Stored data entries
——————

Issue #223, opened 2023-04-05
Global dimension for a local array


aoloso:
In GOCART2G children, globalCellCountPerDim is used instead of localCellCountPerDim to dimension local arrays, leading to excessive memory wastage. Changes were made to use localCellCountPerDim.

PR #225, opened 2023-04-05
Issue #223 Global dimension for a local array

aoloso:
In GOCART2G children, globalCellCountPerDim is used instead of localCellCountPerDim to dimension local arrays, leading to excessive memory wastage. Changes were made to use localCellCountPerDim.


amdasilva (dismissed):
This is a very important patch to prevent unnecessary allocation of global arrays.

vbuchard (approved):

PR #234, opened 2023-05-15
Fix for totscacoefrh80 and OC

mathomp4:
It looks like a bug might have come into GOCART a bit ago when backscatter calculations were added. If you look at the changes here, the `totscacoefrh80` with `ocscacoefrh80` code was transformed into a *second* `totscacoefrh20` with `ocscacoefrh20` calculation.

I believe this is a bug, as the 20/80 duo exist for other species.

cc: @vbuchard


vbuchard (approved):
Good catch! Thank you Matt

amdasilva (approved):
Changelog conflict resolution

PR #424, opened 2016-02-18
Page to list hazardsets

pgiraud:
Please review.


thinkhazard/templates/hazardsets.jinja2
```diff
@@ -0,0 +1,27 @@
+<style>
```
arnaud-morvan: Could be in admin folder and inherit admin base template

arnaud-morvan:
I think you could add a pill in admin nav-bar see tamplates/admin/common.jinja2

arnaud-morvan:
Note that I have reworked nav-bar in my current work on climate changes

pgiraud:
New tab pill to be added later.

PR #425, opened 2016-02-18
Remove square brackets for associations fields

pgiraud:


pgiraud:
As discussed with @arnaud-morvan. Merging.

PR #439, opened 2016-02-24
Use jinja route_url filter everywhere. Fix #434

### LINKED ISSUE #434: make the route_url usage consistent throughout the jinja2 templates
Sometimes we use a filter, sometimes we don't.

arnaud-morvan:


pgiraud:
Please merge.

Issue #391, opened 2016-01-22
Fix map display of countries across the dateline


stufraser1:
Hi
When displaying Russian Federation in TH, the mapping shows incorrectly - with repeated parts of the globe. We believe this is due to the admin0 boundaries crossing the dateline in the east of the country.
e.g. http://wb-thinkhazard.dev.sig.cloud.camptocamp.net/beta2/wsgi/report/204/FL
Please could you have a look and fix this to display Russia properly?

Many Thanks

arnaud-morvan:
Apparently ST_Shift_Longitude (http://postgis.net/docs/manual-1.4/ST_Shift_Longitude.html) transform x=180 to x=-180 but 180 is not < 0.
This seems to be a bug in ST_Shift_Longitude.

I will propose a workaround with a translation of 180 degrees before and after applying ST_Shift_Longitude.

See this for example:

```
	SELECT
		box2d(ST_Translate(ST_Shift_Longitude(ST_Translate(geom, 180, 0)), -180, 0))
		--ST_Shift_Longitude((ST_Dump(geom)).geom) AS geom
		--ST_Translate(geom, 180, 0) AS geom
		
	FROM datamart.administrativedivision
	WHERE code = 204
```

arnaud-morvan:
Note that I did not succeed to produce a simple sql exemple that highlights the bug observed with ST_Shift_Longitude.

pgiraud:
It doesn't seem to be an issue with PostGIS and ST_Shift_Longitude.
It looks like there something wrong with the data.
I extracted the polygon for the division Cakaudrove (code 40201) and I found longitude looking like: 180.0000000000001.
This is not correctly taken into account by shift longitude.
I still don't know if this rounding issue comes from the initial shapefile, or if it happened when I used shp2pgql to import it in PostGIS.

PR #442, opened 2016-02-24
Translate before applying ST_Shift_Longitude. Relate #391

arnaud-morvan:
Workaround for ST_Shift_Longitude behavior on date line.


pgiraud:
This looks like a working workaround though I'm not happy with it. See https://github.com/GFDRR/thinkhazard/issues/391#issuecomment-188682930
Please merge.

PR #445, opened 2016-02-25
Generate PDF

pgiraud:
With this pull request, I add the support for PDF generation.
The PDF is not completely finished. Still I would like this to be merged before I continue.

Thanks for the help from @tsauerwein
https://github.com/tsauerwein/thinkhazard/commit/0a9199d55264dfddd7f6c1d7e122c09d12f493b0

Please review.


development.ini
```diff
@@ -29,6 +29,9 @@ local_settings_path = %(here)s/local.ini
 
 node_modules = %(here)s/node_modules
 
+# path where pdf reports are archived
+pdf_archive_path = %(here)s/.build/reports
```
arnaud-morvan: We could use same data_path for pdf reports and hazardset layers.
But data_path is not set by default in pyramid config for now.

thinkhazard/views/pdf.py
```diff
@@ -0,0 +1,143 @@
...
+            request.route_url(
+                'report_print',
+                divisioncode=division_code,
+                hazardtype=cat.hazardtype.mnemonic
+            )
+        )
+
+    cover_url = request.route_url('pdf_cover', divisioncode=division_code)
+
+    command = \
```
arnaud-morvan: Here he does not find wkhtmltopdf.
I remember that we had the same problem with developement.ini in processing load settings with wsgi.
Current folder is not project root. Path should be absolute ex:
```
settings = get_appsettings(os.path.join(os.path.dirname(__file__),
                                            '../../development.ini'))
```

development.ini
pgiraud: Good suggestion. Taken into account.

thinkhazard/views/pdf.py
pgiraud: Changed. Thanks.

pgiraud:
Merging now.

——————

EXERCISE AIM
Line by line, retype the data exactly as written.

ANSWER
Issue #223, opened 2023-04-05
Global dimension for a local array


aoloso:
In GOCART2G children, globalCellCountPerDim is used instead of localCellCountPerDim to dimension local arrays, leading to excessive memory wastage. Changes were made to use localCellCountPerDim.

PR #225, opened 2023-04-05
Issue #223 Global dimension for a local array

aoloso:
In GOCART2G children, globalCellCountPerDim is used instead of localCellCountPerDim to dimension local arrays, leading to excessive memory wastage. Changes were made to use localCellCountPerDim.


amdasilva (dismissed):
This is a very important patch to prevent unnecessary allocation of global arrays.

vbuchard (approved):

PR #234, opened 2023-05-15
Fix for totscacoefrh80 and OC

mathomp4:
It looks like a bug might have come into GOCART a bit ago when backscatter calculations were added. If you look at the changes here, the `totscacoefrh80` with `ocscacoefrh80` code was transformed into a *second* `totscacoefrh20` with `ocscacoefrh20` calculation.

I believe this is a bug, as the 20/80 duo exist for other species.

cc: @vbuchard


vbuchard (approved):
Good catch! Thank you Matt

amdasilva (approved):
Changelog conflict resolution

PR #424, opened 2016-02-18
Page to list hazardsets

pgiraud:
Please review.


thinkhazard/templates/hazardsets.jinja2
```diff
@@ -0,0 +1,27 @@
+<style>
```
arnaud-morvan: Could be in admin folder and inherit admin base template

arnaud-morvan:
I think you could add a pill in admin nav-bar see tamplates/admin/common.jinja2

arnaud-morvan:
Note that I have reworked nav-bar in my current work on climate changes

pgiraud:
New tab pill to be added later.

PR #425, opened 2016-02-18
Remove square brackets for associations fields

pgiraud:


pgiraud:
As discussed with @arnaud-morvan. Merging.

PR #439, opened 2016-02-24
Use jinja route_url filter everywhere. Fix #434

### LINKED ISSUE #434: make the route_url usage consistent throughout the jinja2 templates
Sometimes we use a filter, sometimes we don't.

arnaud-morvan:


pgiraud:
Please merge.

Issue #391, opened 2016-01-22
Fix map display of countries across the dateline


stufraser1:
Hi
When displaying Russian Federation in TH, the mapping shows incorrectly - with repeated parts of the globe. We believe this is due to the admin0 boundaries crossing the dateline in the east of the country.
e.g. http://wb-thinkhazard.dev.sig.cloud.camptocamp.net/beta2/wsgi/report/204/FL
Please could you have a look and fix this to display Russia properly?

Many Thanks

arnaud-morvan:
Apparently ST_Shift_Longitude (http://postgis.net/docs/manual-1.4/ST_Shift_Longitude.html) transform x=180 to x=-180 but 180 is not < 0.
This seems to be a bug in ST_Shift_Longitude.

I will propose a workaround with a translation of 180 degrees before and after applying ST_Shift_Longitude.

See this for example:

```
	SELECT
		box2d(ST_Translate(ST_Shift_Longitude(ST_Translate(geom, 180, 0)), -180, 0))
		--ST_Shift_Longitude((ST_Dump(geom)).geom) AS geom
		--ST_Translate(geom, 180, 0) AS geom
		
	FROM datamart.administrativedivision
	WHERE code = 204
```

arnaud-morvan:
Note that I did not succeed to produce a simple sql exemple that highlights the bug observed with ST_Shift_Longitude.

pgiraud:
It doesn't seem to be an issue with PostGIS and ST_Shift_Longitude.
It looks like there something wrong with the data.
I extracted the polygon for the division Cakaudrove (code 40201) and I found longitude looking like: 180.0000000000001.
This is not correctly taken into account by shift longitude.
I still don't know if this rounding issue comes from the initial shapefile, or if it happened when I used shp2pgql to import it in PostGIS.

PR #442, opened 2016-02-24
Translate before applying ST_Shift_Longitude. Relate #391

arnaud-morvan:
Workaround for ST_Shift_Longitude behavior on date line.


pgiraud:
This looks like a working workaround though I'm not happy with it. See https://github.com/GFDRR/thinkhazard/issues/391#issuecomment-188682930
Please merge.

PR #445, opened 2016-02-25
Generate PDF

pgiraud:
With this pull request, I add the support for PDF generation.
The PDF is not completely finished. Still I would like this to be merged before I continue.

Thanks for the help from @tsauerwein
https://github.com/tsauerwein/thinkhazard/commit/0a9199d55264dfddd7f6c1d7e122c09d12f493b0

Please review.


development.ini
```diff
@@ -29,6 +29,9 @@ local_settings_path = %(here)s/local.ini
 
 node_modules = %(here)s/node_modules
 
+# path where pdf reports are archived
+pdf_archive_path = %(here)s/.build/reports
```
arnaud-morvan: We could use same data_path for pdf reports and hazardset layers.
But data_path is not set by default in pyramid config for now.

thinkhazard/views/pdf.py
```diff
@@ -0,0 +1,143 @@
...
+            request.route_url(
+                'report_print',
+                divisioncode=division_code,
+                hazardtype=cat.hazardtype.mnemonic
+            )
+        )
+
+    cover_url = request.route_url('pdf_cover', divisioncode=division_code)
+
+    command = \
```
arnaud-morvan: Here he does not find wkhtmltopdf.
I remember that we had the same problem with developement.ini in processing load settings with wsgi.
Current folder is not project root. Path should be absolute ex:
```
settings = get_appsettings(os.path.join(os.path.dirname(__file__),
                                            '../../development.ini'))
```

development.ini
pgiraud: Good suggestion. Taken into account.

thinkhazard/views/pdf.py
pgiraud: Changed. Thanks.

pgiraud:
Merging now.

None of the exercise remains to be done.